A retraining at larger scale before fixing these would compound the problem.

Part B (reasoning). You are evaluating synthetic data generated by a strong teacher model for inclusion in a pretraining mix. What is one technical reason to be cautious, and what mitigation would you reach for?

What you should notice

The teacher’s blind spots, errors, and characteristic phrasing become the student’s. If the teacher gets a particular kind of math problem subtly wrong, the student will learn the wrong patterns. Mitigations: filter the synthetic data with quality classifiers (often a different model), dedup it (synthetic data can be repetitive in patterns), validate a sample against a held-out gold set, and mix synthetic with non-synthetic rather than relying on it exclusively. Treat synthetic as another source with its own funnel.

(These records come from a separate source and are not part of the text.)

Issue #9232, opened 2021-09-22
[MU4 Task] On-screen Piano Keyboard


jessjwilliamson:
Document and designs for on-screen piano keyboard now ready to be implemented :)

I've sent you the link to the pdf spec on Discord.
The design assets for it in PIANO KEYBOARD in 'MS4 Main Interface Panels page' on Figma - not master!

![image](https://user-images.githubusercontent.com/71656189/159942439-a588223e-6398-44d5-8d08-da4ca4c5bdb3.png)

Part C (reasoning). Why is the modern phrase “data is the moat” really a statement about the pipeline, not the sources?

What you should notice

The major sources (Common Crawl, GitHub, Wikipedia, arXiv) are largely the same across teams; you cannot get a moat from the sources themselves. The moat is in the pipeline: filter recipes, dedup methods, mixing weights (often learned with DoReMi-class methods), and synthetic-data strategies. Teams that publish the dataset and withhold details of the pipeline are saying exactly this. The competitive surface in pretraining data is engineering, not collection.

Flashcards

Nine cards. Click any card to reveal the answer. Use the Print flashcards button to lay the set out one card per page for offline review.

Q. Two filtering layers and what they catch?

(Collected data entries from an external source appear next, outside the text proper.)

PR #10928, opened 2022-03-28
fixed #9658: Resolve current screen for popups by parent item

### LINKED ISSUE #9658: [MU4 Issue] menus wrongly drawn on second monitor
**Describe the bug**
If the MU4 window is maximized, the main dropdown menus will all be drawn disconnected, on a second monitor.
 
**To Reproduce**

Heuristic (cheap rules: length, ratios, repetition, language ID; catches obvious junk) and classifier (small model trained on curated positive/negative sets; catches subtler quality issues). Together: ~5-10x shrink.

Q. Three dedup levels?

Exact (hash), near-duplicate (MinHash + LSH; the standard), substring/n-gram (long-span matches across docs). Used in combination; ~2-10x more shrink. Catches mirrors, edits, templates, partial overlap.

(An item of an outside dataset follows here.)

PR #10944, opened 2022-03-29
[MU4] Fix user dir default to "MuseScore4" or "MuseScore4Development"

Jojo-Schmitz:
or whatever the `applicationName()` is going to be, for it to not collide with the default user dir of MuseScore 1.x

Q. Why is dedup so impactful?

The web has massive repetition (mirrors, templates, re-publishing). Training on dupes wastes compute and skews the model. Less data, cleaner and unique, often beats more data with duplicates at the same final token count.

Q. What is 'learning the mix'?

Methods like DoReMi train tiny proxy models on candidate source mixes, fit how loss responds to per-source weights, propose an empirically-tuned final mix. Replaces hand-tuned ratios; same small-scale-fit-then-extrapolate idea as scaling laws.

Q. Typical multi-epoch policy across slices?

Once over the large web slice (or less), several times over small high-quality slices (wikis, books, code). Over-represents high-density text without inflating the corpus.

Q. Four uses of synthetic data?

Teacher-student distillation, textbook-style synthetic (Phi-class), instruction/dialogue pairs for SFT, self-improvement loops for RL. A fast-growing category alongside web/wiki/code.

Q. Caveat that applies to all synthetic data?

Carries the teacher’s blind spots, errors, and characteristic phrasing into the student. Mitigate with quality filtering of the synthetic stream, dedup, validation against gold, and mixing with non-synthetic.

Q. Diagnose: model underperforms baseline at similar token count, what to check?

(1) Dedup level (exact + near-duplicate + substring?). (2) Mixing weights (code/math/high-density over-weighted vs raw bytes?). (3) Filtering depth (heuristic + classifier-quality layer, or only heuristic?). Fix before retraining at larger scale.

Q. Why is 'data is the moat' about the pipeline, not sources?

Sources (CC, Wikipedia, GitHub, arXiv) are largely shared; the moat is in filter recipes, dedup methods, learned mixing weights, and synthetic-data strategies. Competitive surface in pretraining data is engineering, not collection.